Increase the maximum number of retries by adding the entry maxRecoveryCount to config in the yaml file:

config:
	maxRecoveryCount: 3
   	params:
   		sampleType: mc
   		era: Run2_2018
   		storeFailed: True

If the job fails due to a file which is corrupted or unavailable it needs to be skipped in the nanoAOD production, this can be done by editing the yaml file as follows:

DYJetsToLL_M-50-madgraphMLM_ext1: /DYJetsToLL_M-50_TuneCP5_13TeV-madgraphMLM-pythia8/RunIISummer20UL18MiniAODv2-106X_upgrade2018_realistic_v16_L1v1_ext1-v1/MINIAODSIM

DYJetsToLL_M-50-madgraphMLM_ext1:
	inputDataset: /DYJetsToLL_M-50_TuneCP5_13TeV-madgraphMLM-pythia8/RunIISummer20UL18MiniAODv2-106X_upgrade2018_realistic_v16_L1v1_ext1-v1/MINIAODSIM
   	ignoreFiles:
   	- /store/mc/RunIISummer20UL18MiniAODv2/DYJetsToLL_M-50_TuneCP5_13TeV-madgraphMLM-pythia8/MINIAODSIM/106X_upgrade2018_realistic_v16_L1v1_ext1-v1/40000/1D821371-03FD-B148-9E83-119185898E4F.root

Change the status.json file so the job is marked as WaitingForRecovery instead of Failed
```
python RunKit/crabOverseer.py --action 'run_cmd task.taskStatus.status = Status.WaitingForRecovery' --select 'task.name == TASK_NAME'
```
where TASK_NAME is the dataset nickname provided in the yaml file, e.g.
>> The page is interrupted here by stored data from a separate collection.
Issue #544, opened 2019-01-22
Disabling a command means that it does not show the relevant reference section


p2635:
## 🐛 Bug Report

When a command is disabled, the usual reference part of the command is not shown in the bottom box.

## To Reproduce

1. Create any command
2. Ensure that the 'Reference' tab is selected
3. Disable the command (either by pressing the '//' button or prefixing the command with '//')
4. The Reference box will now say 'Unknown command name provided.'

![default](https://user-images.githubusercontent.com/4522927/51538039-1b89b900-1e48-11e9-9696-c12a6f5bd4ea.png)

## Expected behavior

The reference of the command should stay in my opinion.

## Project file reproducing this issue (highly encouraged)

I don't think this is required but let me know if you need one.

## Environment

OS: Windows 10
Selenium IDE Version:  3.4.5
Browser: Firefox
Browser Version: 64.0.2 (64 bit)

PR #582, opened 2019-02-21
If command description is available display in the refrence window even if disabled

dvd900:
For:
https://github.com/SeleniumHQ/selenium-ide/issues/544

- [X ] By placing an `X` in the preceding checkbox, I verify that I have signed the [Contributor License Agreement](https://github.com/SeleniumHQ/selenium/blob/master/CONTRIBUTING.md#step-6-sign-the-cla)

### DIFF
--- a/packages/selenium-ide/src/neo/containers/Console/index.jsx
+++ b/packages/selenium-ide/src/neo/containers/Console/index.jsx
@@ -65,9 +65,14 @@ export default class Console extends React.Component {
     this.viewport.scrollTo(0, to)
   }
   render() {
-    const command = UiState.selectedCommand
-      ? Commands.list.get(UiState.selectedCommand.command)
-      : undefined
+    let command
+    if (UiState.selectedCommand) {
+      if (UiState.selectedCommand.enabled) {
+        command = Commands.list.get(UiState.selectedCommand.command)
+      } else {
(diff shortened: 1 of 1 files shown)


packages/selenium-ide/src/neo/containers/Console/index.jsx
```diff
@@ -65,9 +65,14 @@ export default class Console extends React.Component {
...
   render() {
-    const command = UiState.selectedCommand
-      ? Commands.list.get(UiState.selectedCommand.command)
-      : undefined
+    let command
+    if (UiState.selectedCommand) {
+      if (UiState.selectedCommand.enabled) {
+        command = Commands.list.get(UiState.selectedCommand.command)
+      } else {
+        command = Commands.list.get(UiState.selectedCommand.command.substr(2))
```
corevo: There is no need for the if the bug is not actually here.  
Look at [displayedName](https://github.com/SeleniumHQ/selenium-ide/blob/master/packages/selenium-ide/src/neo/models/Command/index.js#L63) the bug is that a command can be commented in 2 ways, either by using the button or manually prepending `//` to the command, which results in a different command name.

dvd900: looks like displayedName was working as intended, we just needed to use it :)

corevo:
Thanks 🐢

DYJetsToLL_M-50-madgraphMLM_ext1
Run crabOverseer.py as in step 7 adding --update-cfg option.

Running with ParticleNET

In order to produce NanoAOD along with output branches from ParticleNET (which will be found in the "Jet" and "FatJet" collections for AK4 and AK8 outputs, respectively), the following additions are made automatically when setting up the environment:

Follow the installation recipe in the Readme here
Then copy the PNET models into place where they're needed, according to the first section in the ReadMe here and here.
Then it will only work locally however. To make it work for jobs submitted to crab, put the same files in RecoBTag/Combined/data/ and RecoTauTag/data/ inside the CMSSW_BASE/src/ directory.